## COT 5420 -- Theory of Computation I## Fall 2004## Mondays and Wednesdays, 5:00-6:15, ECS 143 |

- MAD 3512 (Formal Languages and Automata)

- Geoffrey Smith
- Office: ECS 320
- Telephone: 305 348-6037
- E-mail:
*smithg @ cs.fiu.edu* - Web: http://www.cs.fiu.edu/~smithg/
- Office Hours: Mondays and Wednesdays, 3:30 -- 4:45

I'll usually be happy to meet at other times. Send e-mail, call, or drop by.

"Algebraic Lower Bounds for Finite Automata" by Daniel Cazalis and Geoffrey Smith (manuscript, 2004).

In this course, we study a number of mathematical models of computation.
Our goal is to understand what can and what cannot be computed using
each of these models; this will give us insight into the resources
required to solve different problems.
One of the most remarkable things that we will learn is that some
problems cannot be solved by *any* computer algorithm.
Thus we will see fundamental limits on the power of computers.

Much of what we learn in this class has important practical applicability.
For example, *regular expressions* and *context-free grammars*
are widely used in text-processing applications to specify lexical and
syntactic structure.
At the same time, it should be recognized that much of the appeal of
this subject is purely aesthetic.
So to be happy in this course we must try to agree with Keats,
at least a little, that

“Beauty is truth, truth beauty,—that is all

Ye know on earth, and all ye need to know.”

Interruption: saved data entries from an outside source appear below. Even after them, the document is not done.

PR #4322, opened 2026-05-21
mkosi-initrd: Add libfdisk1

martinpitt:
systemd-repart otherwise crashes on Debian with

> libfdisk.so.1 is not available

For consistency, add it to the other OSes, too.

---

Fixes first boot after installing Debian:

### DIFF
--- a/mkosi/resources/mkosi-initrd/mkosi.conf.d/debian-ubuntu.conf
+++ b/mkosi/resources/mkosi-initrd/mkosi.conf.d/debian-ubuntu.conf
@@ -1,0 +1,8 @@
+[Match]
+Distribution=|debian
+Distribution=|ubuntu
+
+[Content]
+Packages =
+        # systemd-repart dependency
+        libfdisk1
--- a/mkosi/resources/mkosi-initrd/mkosi.conf.d/arch.conf
+++ b/mkosi/resources/mkosi-initrd/mkosi.conf.d/arch.conf
@@ -15,6 +15,9 @@ Packages=
         libseccomp
         tpm2-tss
 
+        # systemd-repart needs libfdisk.so
+        util-linux-libs
+
         procps-ng
         util-linux
 
--- a/mkosi/resources/mkosi-initrd/mkosi.conf.d/azure-centos-fedora.conf
+++ b/mkosi/resources/mkosi-initrd/mkosi.conf.d/azure-centos-fedora.conf
@@ -15,6 +15,9 @@ Packages=
         libseccomp
         tpm2-tss
 
+        # systemd-repart dependency
+        libfdisk
+
         # File system checkers for supported root file systems
         e2fsprogs
         xfsprogs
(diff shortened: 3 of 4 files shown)


daandemeyer:
Please add it everywhere to make things consistent

martinpitt:
@daandemeyer Updated. I didn't find that package in [postmarketos](https://pkgs.postmarketos.org/packages?name=*fdisk*&branch=main&repo=&arch=&origin=) or [arch](https://archlinux.org/packages/?sort=&q=fdisk&maintainer=&flagged=) though.

mkosi/resources/mkosi-initrd/mkosi.conf.d/debian-ubuntu.conf
```diff
@@ -0,0 +1,8 @@
+[Match]
+Distribution=|debian
+Distribution=|ubuntu
```
daandemeyer, line 3: Missing file for Arch Linux?

Also this file should be named debian-ubuntu.conf

martinpitt: Ack, will rename. As I said above, didn't find this package for arch, I need to check more closely. But that will have to wait until next week, $dayjob is *really* calling now . Moving to draft for now.

behrmann:
```
$ pacman -Ql | grep libfdisk
lib32-util-linux /usr/lib32/libfdisk.so
lib32-util-linux /usr/lib32/libfdisk.so.1
lib32-util-linux /usr/lib32/libfdisk.so.1.1.0
util-linux-libs /usr/include/libfdisk/
util-linux-libs /usr/include/libfdisk/libfdisk.h
util-linux-libs /usr/lib/libfdisk.so
util-linux-libs /usr/lib/libfdisk.so.1
util-linux-libs /usr/lib/libfdisk.so.1.1.0
```

martinpitt: Thanks @behrmann ! Added and renamed the file.

daandemeyer (approved):

behrmann:
Seems a bit weird, that postmarket doesn't have this package, even though alpine has it (libfdisk), but that's something we can add later.

@craftyguy Could you shed some light here maybe>

behrmann (approved):

craftyguy:
sorry I couldn't respond in time before this was merged, but in postmarketos/Alpine Linux it comes from `libfdisk`: https://pkgs.alpinelinux.org/contents?file=libfdisk.so.*&path=&name=&branch=edge&repo=&arch=x86_64


> that postmarket doesn't have this package, even though alpine has it (libfdisk), but that's something we can add later.

pmOS is like 85% Alpine Linux (the remaining diff is mostly systemd and other config), packages like libfdisk come from the Alpine binary repos :)

martinpitt:
@craftyguy ah! that explains why [that search didn't find it](https://pkgs.postmarketos.org/packages?name=*fdisk*&branch=main&repo=&arch=&origin=). Updated in #4328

The course will be structured as follows:

- Mathematical Preliminaries (Chapter 0). Notation, proof by induction, etc.
- Regular Languages (Chapter 1). Deterministic and nondeterministic finite automata, regular expressions, the pumping lemma for regular languages, minimal DFAs and NFAs.
- Context-Free Languages (Chapter 2). Context-free grammars, pushdown automata, the pumping lemma for context-free languages.
- Recursive and Recursively-Enumerable Languages (Chapters 3, 4, and some of 5). Turing machines, undecidability, reducibility.

Problem solving is the heart of this course.
What you get out of this course will mostly depend on how much effort
you put into solving the homework problems.
I will be assigning homework every couple of weeks;
also, I encourage you to think about *all* the exercises and problems
in the textbook, whether assigned or not.
Finally, I will sometimes designate problems as Bonus Problems;
these are challenging problems that I find especially interesting.
Solving them earns extra credit.

The final exam will be on Wednesday, December 15, from 3:30 to 6:15.

Homework 30% Midterm Exam 20% Final Exam 45% Class Participation 5%

Finally, I encourage you to make a serious effort to solve the problems on your own before you consult other books or other students. Struggling with different approaches to difficult problems will give you many insights that you won't get by simply reading a beautifully polished answer in a book. (Of course, after you've solved a problem on your own, it's then nice to look at other people's solutions to see how they compare with yours.)